Saved data entries:
>>>

PR #107, opened 2017-02-06
100: Batched repo list

katiefenn:
- Added new selected-repositories-form reducer
    - Removed "Page" label from pagelinks
    - Added new SelectRepositoryList and SelectRepositoryRow component.
      These stand alone for now to make merging easier


src/common/components/select-repositories-list/index.js
```diff
@@ -0,0 +1,116 @@
+import React, { Component, PropTypes } from 'react';
```
katiefenn: I've split out this file from `repositories-list` instead of modifying the existing file. It means I can continue working on this feature without breaking staging, and it should make integrating work a bit easier.

We are also coming to the point where we have two distinct repository lists:

- One for selecting repositories to be built
- One for reviewing repositories that are being built

src/common/actions/repositories.js
```diff
@@ -3,6 +3,7 @@ import 'isomorphic-fetch';
 import { conf } from '../helpers/config';
 
 const BASE_URL = conf.get('BASE_URL');
+const log = console;
```
katiefenn: Get around console statement linting.

Correct me if I'm wrong, can we not use winston here?

src/common/actions/repositories.js
```diff
@@ -67,9 +68,15 @@ export function fetchUserRepositories(pageNumber) {
...
             dispatch(setPageLinks(result.pageLinks));
           }
+        })
+        .catch(error => {
+          return Promise.reject(error);
         });
       })
-      .catch(error => dispatch(fetchRepositoriesError(error)));
+      .catch(error => {
+        log.warn(error);
```
katiefenn: I've reworked the error handling here because errors thrown by actions inside the promise were being swallowed. The errors were actually being thrown inside a `src/common/components/select-repository-list/index.js`, so why this would be swallowed by this promise is not known.

src/common/components/repositories-list/index.js
```diff
@@ -87,7 +87,7 @@ class RepositoriesList extends Component {
         }
         { this.props.repositories.success && pageLinks &&
           <div className={ styles['page-links-container'] }>
-            Pages: <PageLinks { ...pageLinks } onClick={ this.onPageLinkClick.bind(this) } />
+            <PageLinks { ...pageLinks } onClick={ this.onPageLinkClick.bind(this) } />
```
katiefenn: Removed a "Pages" label that had been forgotten from previous PR.

src/common/components/select-repository-list/index.js
```diff
@@ -0,0 +1,135 @@
+import React, { Component, PropTypes } from 'react';
```
katiefenn: Most of this component has been copied from `src/common/components/repository-list.js`. I've separated it out into its own page and its own route to make merging with work @bartaz is doing easier.

src/common/components/select-repository-row/index.js
```diff
@@ -0,0 +1,49 @@
+import React, { Component, PropTypes } from 'react';
```
katiefenn: Mostly copied from `src/common/components/repository-row/index.js`.

src/common/actions/select-repositories-form.js
```diff
@@ -0,0 +1,8 @@
+export const TOGGLE_REPOSITORY = 'SELECT_REPOSITORY_FORM_TOGGLE_REPOSITORY';
```
katiefenn: The reason the value is not the same as the key is that I expect "TOGGLE_REPOSITORY" to one day be used in more than one place, so I am namespacing the action value here so that it doesn't clash if we do add similar action elsewhere.

src/common/actions/repositories.js
bartaz: What kind of errors is it catching? Why do we want to console.log them (in production)?

src/common/routes.js
```diff
@@ -14,5 +15,6 @@ export default (
     <Route path="/:owner/:name/builds" component={Builds}/>
     <Route path="/:owner/:name/builds/:buildId" component={BuildDetails}/>
     <Route path="/login/failed" component={LoginFailed}/>
+    <Route path="/dashboard/select-repositories" component={SelectRepositories}/>
```
katiefenn: Opinions on what the route should be?

- `/dashboard/katiefenn/select-repositories`
- `/dashboard/katiefenn/add-repositories`
- `/dashboard/katiefenn/add`
- `/dashboard`?

katiefenn: I think the dashboard definitely needs a route of its own.

- It allows deep-linking of the dashboard and the "select-repositories" page
- It allows users to view dashboards when logged out
- We can get the benefits of hooking into the browser history API

bartaz: Suggested URL for dashboard in UX doc is `/repos`.

I'm not sure if at this point we want not signed in users to see dashboards. What we are building is an 'admin' interface (adding repos, triggering builds, registering names) - these cannot be visible without logging in. We would need to have separate read-only view to handle it.

Travis simply has 'dashboard' view on route based on github user name: `https://travis-ci.org/canonical-ols/` - it looks nice, but is quite restrictive (meaning we can't have any other first level route (`/dashboard` `/settings`, etc) without possible collisions with GH user names. For example `repos` is a real user name https://github.com/repos.

...

It seems from the doc that the URL is still being discussed https://docs.google.com/document/d/1koTwI3cRr2S2vj5zHKKbR7aWxLRfShDVq2gHQ29cDyU/edit#heading=h.or9ei8m7j2f0

So I suppose we need to keep it as something (I guess /dashboard and /dashboard/add would be fine for start) and we can update it later.

src/common/components/select-repositories-page/index.js
```diff
@@ -0,0 +1,41 @@
...
+
+    if (authenticated) {
+      this.props.dispatch(fetchUserRepositories());
+    }
+  }
+
+  render() {
+    return (
+      <div>
+        <h2>You’ve successfully imported all your repos from GitHub!</h2>
```
bartaz: This heading looks bit scary.
Listing user repositories doesn't mean we did anything with them, especially we didn't 'import' them or anything.

src/common/components/select-repository-list/index.js
```diff
@@ -0,0 +1,135 @@
...
+
+  render() {
+    const isLoading = this.props.repositories.isFetching;
+    const pageLinks = this.props.repositories.pageLinks;
+
+    return (
+      <div>
+        { this.props.repositories.success && pageLinks &&
+          <div className={ styles['page-links-container'] }>
+            <PageLinks { ...pageLinks } onClick={ this.onPageLinkClick.bind(this) } />
```
bartaz: It may be an issue in PageLinks, not related specifically to this PR, but it seems it shows unclickable 'First | Prev | Next | Last' even if there is only one page and no navigation is needed.

src/common/routes.js
katiefenn: @bartaz: We don't necessarily have to have separate routes for "logged in" and "logged out" versions of the dashboard. If we go with `dashboard/add`, `katiefenn/dashboard/add` or `katiefenn`, we could write an Express handler to redirect requests to `/` in the absence of a GitHub auth key.

This gives us the ability to railroad users into the landing page as well as giving us URL state.

bartaz: Yes, but if the dashboard is also meant to be a public profile page (as suggested for future in UX docs) there would need to be 2 views of dashboard (edit and read only).

But either way - it doesn't affect us now.

src/common/actions/repositories.js
katiefenn: @bartaz:
screen shot 2017-02-08 at 09 42 04

If I don't log the error out, this fails silently. It's also another story for another day about why **this** error is being thrown **here**, but I have limited time to investigate this right now.

src/common/components/select-repository-list/index.js
katiefenn: @bartaz This is an assumption on my behalf, because we don't have a wireframe for just one page of results. It will be easy to change if design direction goes that way.

katiefenn:
Initial styling for the "select repositories" page:

screen shot 2017-02-08 at 13 22 27

src/common/components/vanilla/button/button-positive.css
```diff
@@ -0,0 +1,29 @@
+$button-color: $success;
```
katiefenn: I've created the new directory `src/common/components/vanilla` for components I am implementing with the latest Vanilla styles. In the past, we created components in `/src/common/component` (e.g. `/src/common/button`). I hoped this would mark the start of an effort to make a modular version of Vanilla that we can publish in npm.

We should move the existing `<Button>` component in here, but there seems to be no equivalent to the branded orange buttons currently in use.

src/common/components/vanilla/button/button-positive.js
```diff
@@ -0,0 +1,15 @@
...
+  return (
+    <button className={ styles['button-positive'] } onClick={ props.onClick }>
+      { props.children }
+    </button>
+  );
+}
+
+ButtonPositive.propTypes = {
+  children: PropTypes.node,
+  onClick: PropTypes.func
```
bartaz: It would be better to add vanilla styles to current `Button` implementation I guess.
We already cover more cases and props there (disabled, type for forms, href for anchor).

src/common/components/vanilla/button/button.css
```diff
@@ -0,0 +1,3 @@
+.button {
+  font-family: "Ubuntu", -apple-system, BlinkMacSystemFont, "Segoe UI", "Roboto", "Oxygen", "Cantarell", "Fira Sans", "Droid Sans", "Helvetica Neue", sans-serif;
```
bartaz: Vanilla defined separate font family for buttons (or other components)?

This seems like a good candidate for moving to variables.

src/common/components/vanilla/button/button-positive.js
earnubs: -1 to vanilla folder

src/common/actions/repositories.js
earnubs: don't "get around" linting, just put in a comment to disable linting, either inline or doc wide, then it's clear. :)
```
// eslint-disable-line no-console
```

src/common/actions/repositories.js
earnubs: How can styles not be defined in prod?

src/common/actions/select-repositories-form.js
earnubs: Premature optimisation :)

src/common/components/select-repository-list/index.js
earnubs: I would expect a good design to not show those links if paging wasn't needed.

src/common/components/vanilla/button/button-positive.css
earnubs: -1 to separate Vanilla folder, the components should all be Vanilla.

src/common/helpers/repositories.js
```diff
@@ -0,0 +1,5 @@
+export function hasRepository(arr, repository) {
+  return arr.filter((item) => {
+    return item.fullName === repository.fullName;
```
earnubs: return (item.fullName === repository.fullName);

src/common/reducers/select-repositories-form.js
```diff
@@ -0,0 +1,30 @@
...
+};
+
+export function selectRepositoriesForm(state = initialState, action) {
+  switch(action.type) {
+    case ActionTypes.TOGGLE_REPOSITORY:
+      if (hasRepository(state.selectedRepos, action.payload)) {
+        return {
+          ...state,
+          selectedRepos: state.selectedRepos.filter(
+            (repo) => repo.fullName !== action.payload.fullName
```
earnubs: My 2c is that anything more complex than a single expression return should be cuddled, for clarity and the avoidance of mistakes down the line.

test/unit/src/common/components/select-repository-row/t_select-repository-row.js
```diff
@@ -0,0 +1,81 @@
...
+  });
+
+  context('when a repository is supplied', () => {
+    beforeEach(() => {
+      props.repository = {
+        fullName: 'katiefenn/parker'
+      };
+    });
+
+    it('should display a label with the name of the repository', () => {
```
earnubs: FWIW I suggest that arrow syntax in mocha tests is an antipattern, as it prevents the correct use of `this` to skip, retry, set slow limits, or any of mochas test methods.

cjwatson: We should possibly redo this later; at the moment we're using arrow syntax everywhere in tests.

earnubs: Yep, and that's my fault. It doesn't matter to me if this is changed here or later, but going forward we should treat it as an antipattern.

src/common/routes.js
cjwatson: FWIW `dashboard` is a reserved GitHub username (it must be, since https://github.com/dashboard has a special meaning), so if we want to use that at our top level it's safe to do so.  `settings` is similarly reserved.

src/common/actions/repositories.js
katiefenn: @earnubs: They won't be. This was a run of the mill development bug I encountered while I was working on a component file. I forgot to define `styles`. The surprising bit that this error was swallowed by a promise you'd expect was unrelated 😩

src/common/components/vanilla/button/button-positive.css
katiefenn: @bartaz: A separate folder makes it marginally easier to extract into a separate folder later.

My feeling with the buttons is to have a different component for every named component in Vanilla. The difference is marginal, it's a personal preference to have numerous smaller elements than fewer switched elements.

bartaz: @katiefenn but if smaller components share most of the code and differ only in style it would be good to have one implementation (with possible switches) and exports of different components with those switches set to different values. What I mean is to have `Button` that can be anything (with some style attribute), but we may also have `ButtonPositive` that sets the style to some specific value.

src/common/actions/repositories.js
```diff
@@ -74,7 +73,10 @@ export function fetchUserRepositories(pageNumber) {
         });
       })
       .catch(error => {
-        log.warn(error);
+        // TODO: Replace with logging helper
```
katiefenn: Replaced "workaround" with linter annotation.

src/common/actions/select-repositories-form.js
```diff
@@ -1,4 +1,4 @@
-export const TOGGLE_REPOSITORY = 'SELECT_REPOSITORY_FORM_TOGGLE_REPOSITORY';
+export const TOGGLE_REPOSITORY = 'TOGGLE_REPOSITORY';
```
katiefenn: Renamed action value.

src/common/components/button/button.css
```diff
@@ -1,69 +0,0 @@
-$primary-button-color: $ubuntu-orange;
```
katiefenn: The existing Button component has been relocated to the vanilla directory, and replaces the new component I was using.

src/common/components/vanilla/button/button.css
```diff
@@ -1,3 +1,89 @@
...
+$secondary-border-color: $mid-grey;
+
+$positive-button-color: $success;
+$positive-button-color-hover: #0a5615;
+$positive-button-text-color: #FFF;
+$positive-border-color: $success;
+
 .button {
-  font-family: "Ubuntu", -apple-system, BlinkMacSystemFont, "Segoe UI", "Roboto", "Oxygen", "Cantarell", "Fira Sans", "Droid Sans", "Helvetica Neue", sans-serif;
+  font-family: $base-font-family;
```
katiefenn: Moved font declaration to a variable.

src/common/style/variables.js
```diff
@@ -21,7 +21,7 @@ module.exports = {
   'success':             '#0f8420', // success notifications
   'information':         '#007aa6', // information notifications
 
-  'base-font-family':    'Ubuntu, Arial, "libra sans", sans-serif',
+  'base-font-family':    '"Ubuntu", -apple-system, BlinkMacSystemFont, "Segoe UI", "Roboto", "Oxygen", "Cantarell", "Fira Sans", "Droid Sans", "Helvetica Neue", sans-serif',
```
katiefenn: Updated the base font to match the latest Vanilla style.

src/common/components/select-repositories-page/index.js
```diff
@@ -0,0 +1,50 @@
...
+    if (authenticated) {
+      this.props.dispatch(fetchUserRepositories());
+    }
+  }
+
+  render() {
+    return (
+      <div>
+        <HeadingTwo>
+          All your repositories have been successfully added to build.snapcraft.io
```
cjwatson: Feels a bit odd, but I guess this is pending copy?

src/common/components/select-repository-list/index.js
```diff
@@ -0,0 +1,145 @@
...
+        }
+        <div className={ styles.footer }>
+          <div className={ styles.left }>
+            <HeadingThree>
+              In order to enable your repositories, you need to sign in to your Ubuntu One account.
+            </HeadingThree>
+          </div>
+          <div className={ styles.right }>
+            <Button onClick={ this.onSubmit.bind(this) } appearance={ 'positive' }>
+              Enable repos
```
cjwatson: I don't know if this is in the copy from design, but personally I'd prefer that we not abbreviate "repositories" to "repos" outside of casual sketches.

src/common/components/select-repository-list/index.js
```diff
@@ -0,0 +1,145 @@
...
+          <div className={ spinnerStyles }><Spinner /></div>
+        }
+        { this.props.repositories.success &&
+          this.props.repositories.repos.map(this.renderRepository.bind(this))
+        }
+        { this.props.repositories.success && pageLinks &&
+          <div className={ styles['page-links-container'] }>
+            <PageLinks { ...pageLinks } onClick={ this.onPageLinkClick.bind(this) } />
+          </div>
+        }
```
cjwatson: Assign this to a variable to avoid duplication with the same links above the repository list.

src/common/routes.js
```diff
@@ -16,5 +17,6 @@ export default (
...
```
cjwatson: Can you move this up a few lines so that it's next to `/dashboard`?

I think I'd prefer a less wordy name; `/dashboard/add` sounds OK.

src/common/components/select-repositories-page/index.js
katiefenn: @cjwatson: It was the most recent copy in the design spec document at the time of writing.

test/unit/src/common/components/select-repository-row/t_select-repository-row.js
katiefenn: It's heavily ingrained in me at the moment - we used them everywhere in my last job too. Agreed that we can fix this later.

src/common/components/select-repository-list/index.js
katiefenn: It's most recent copy from the design specification at the time of writing. I'm anticipating that we'll update copy across the board when it's ready.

<<<

(Assignment): Search the lines above for the string "dispatch", then show every one that has it.

(Output of the exercise):
             dispatch(setPageLinks(result.pageLinks));
-      .catch(error => dispatch(fetchRepositoriesError(error)));
+      this.props.dispatch(fetchUserRepositories());
+      this.props.dispatch(fetchUserRepositories());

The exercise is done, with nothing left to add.